If you have a large amount of data or eXist isn't robust enough, then MarkLogic Server is the leading commercial XML database and I believe it has some support for versioning internally.

JeniT
A: 

I have worked with Berkeley XMLDB a lot the past year and its kinda a mixed bag.

Pros: FAST, xquery and xupdate, oracle is maintaining well, many languages have interfaces, small imprint, embedded, file based (maybe some see that as a con?), extremely flexible for some wicked awesome queries

Cons: its a bug pain in the butt if you are dealing with any concurrency type of situation, environments are a weird concept for any relational db person to pick up, very sensitive in general and tends to segfault if not happy

Agree with another poster - going to a more robust situation is a big cost, usually in speed. If I was going to try anything else, it would be exist but I'm deterred by the overhead of the java packaging.

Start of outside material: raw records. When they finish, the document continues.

PR #3114, opened 2021-06-11
Fix bug where you could trigger simultaneous connects by accidentally clicking or pressing return twice

jacob314:
The previous approach of delaying by 250ms was insufficient. This matches other UI in DevTools where we block actions while the current action is in progress.

### DIFF
--- a/packages/devtools_app/lib/src/app.dart
+++ b/packages/devtools_app/lib/src/app.dart
@@ -202,7 +202,10 @@ class DevToolsAppState extends State<DevToolsApp> {
             if (tabs.isEmpty) {
               return DevToolsScaffold.withChild(
                 child: CenteredMessage(
-                    'The "$page" screen is not available for this application.'),
+                  page != null
+                      ? 'The "$page" screen is not available for this application.'
+                      : 'No tabs available for this application.',
+                ),
                 ideTheme: ideTheme,
                 analyticsProvider: widget.analyticsProvider,
               );
--- a/packages/devtools_app/lib/src/blocking_action_mixin.dart
+++ b/packages/devtools_app/lib/src/blocking_action_mixin.dart
@@ -2,6 +2,8 @@
 // Use of this source code is governed by a BSD-style license that can be
 // found in the LICENSE file.
 
+import 'dart:async';
+
 import 'package:flutter/widgets.dart';
 
 /// Provides functionality to track actionInProgress state while executing long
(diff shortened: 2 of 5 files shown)


packages/devtools_app/lib/src/app.dart
```diff
@@ -202,7 +202,10 @@ class DevToolsAppState extends State<DevToolsApp> {
             if (tabs.isEmpty) {
               return DevToolsScaffold.withChild(
                 child: CenteredMessage(
-                    'The "$page" screen is not available for this application.'),
+                  page != null
+                      ? 'The "$page" screen is not available for this application.'
+                      : 'No tabs available for this application.',
```
jacob314, line 207: This should now never occur but the previous message was confusing.

packages/devtools_app/lib/src/initializer.dart
```diff
@@ -117,7 +117,7 @@ class _InitializerState extends State<Initializer>
 
   /// Shows a "disconnected" overlay if the [service.serviceManager] is not currently connected.
   void _handleNoConnection() {
-    WidgetsBinding.instance.addPostFrameCallback((_) {
+    WidgetsBinding.instance.scheduleFrameCallback((_) {
```
jacob314, line 120: I don't understand why we were using a postFrameCallback. A frame might not render and then it wouldn't be called till some strange later time.

packages/devtools_app/lib/src/blocking_action_mixin.dart
```diff
@@ -19,17 +21,37 @@ mixin BlockingActionMixin<T extends StatefulWidget> on State<T> {
...
+  Future<void> blockWhileInProgress(Future callback()) async {
     setState(() {
       _actionInProgress = true;
     });
     try {
-      // TODO(jacobr): handle actions that timeout gracefully.
-      await callback();
+      // If we await a callback that does not complete until after this object
+      // is disposed, we will leak State objects.
+      await Future.any([callback(), _disposed.future]);
```
kenzieschmoll, line 38: should we block the `callback()` from being called if `_disposed.future` completes first? `Future.any` doesn't stop the other futures from completing.

jacob314: There isn't a way to cancel the in progress `callback()` if _disposed completes first .

kenzieschmoll: You can't cancel the callback but you can prevent it from running with a boolean flag.

packages/devtools_app/lib/src/utils.dart
```diff
@@ -1305,3 +1281,18 @@ extension BoolExtension on bool {
     return -1;
   }
 }
+
+Future<T> whenValueNonNull<T>(ValueListenable<T> listenable) {
```
kenzieschmoll, line 1285: I don't see where this is used in this PR?

packages/devtools_app/lib/src/utils.dart
```diff
@@ -1305,3 +1281,18 @@ extension BoolExtension on bool {
...
+  if (listenable.value != null) return Future.value(listenable.value);
+  final completer = Completer<T>();
+  void listener() {
+    final value = listenable.value;
+    if (value != null) {
+      completer.complete(value);
+    }
+    listenable.removeListener(listener);
```
kenzieschmoll, line 1293: what if `value` is null? Then we would remove the listener and the completer would never complete. If `value` is null, should we keep listening?

packages/devtools_app/lib/src/utils.dart
jacob314: it is used in a future pr.

packages/devtools_app/lib/src/utils.dart
jacob314: agreed. Fixed the logic.

kenzieschmoll (approved):

PR #3117, opened 2021-06-11
Start of refactoring hovercards.

jacob314:
I'd push the code that uses this refactor with the same CL but it is too entangled with another change.

### DIFF
--- a/packages/devtools_app/lib/src/debugger/hover.dart
+++ b/packages/devtools_app/lib/src/debugger/hover.dart
@@ -2,10 +2,14 @@
 // Use of this source code is governed by a BSD-style license that can be
 // found in the LICENSE file.
 
+import 'dart:async';
+import 'dart:math' as math;
+
 import 'package:flutter/cupertino.dart';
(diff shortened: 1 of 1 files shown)


packages/devtools_app/lib/src/debugger/hover.dart
```diff
@@ -158,3 +174,84 @@ class HoverCard {
     _isRemoved = true;
   }
 }
+
+class HoverCardTip extends StatefulWidget {
```
kenzieschmoll, line 178: I don't understand the naming here. "tip" makes me think multiple things initially. Is it a hint? is it a tooltip? Is it describing the point at the bottom of the hover card?

kenzieschmoll (commented):
LGTM with a comment about the class name

kenzieschmoll (approved):

packages/devtools_app/lib/src/debugger/hover.dart
jacob314: Changed name to HoverCardTooltip and added a comment.

PR #3118, opened 2021-06-11
Add a clear method to history_manager

jacob314:
Moving this off to reduce the # of non-noop things in a big refactor CL.

### DIFF
--- a/packages/devtools_app/lib/src/history_manager.dart
+++ b/packages/devtools_app/lib/src/history_manager.dart
@@ -17,7 +17,6 @@ class HistoryManager<T> {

Conceptually xmldbs rock super hard, its just that the implementations of it are somewhat immature, lack of competition, lack of industry know how.

A: 

MarkLogic Xml Database server (4.x) has couple of good features that you try.

  1. it has a good native Xquery implemenation which you can query your xml documents.

  2. it has an inbuild search engine /search parser and has a XQuery extension which can index your documents fast.

  3. it has a simple REST based protocal support which can talk to external system and behave.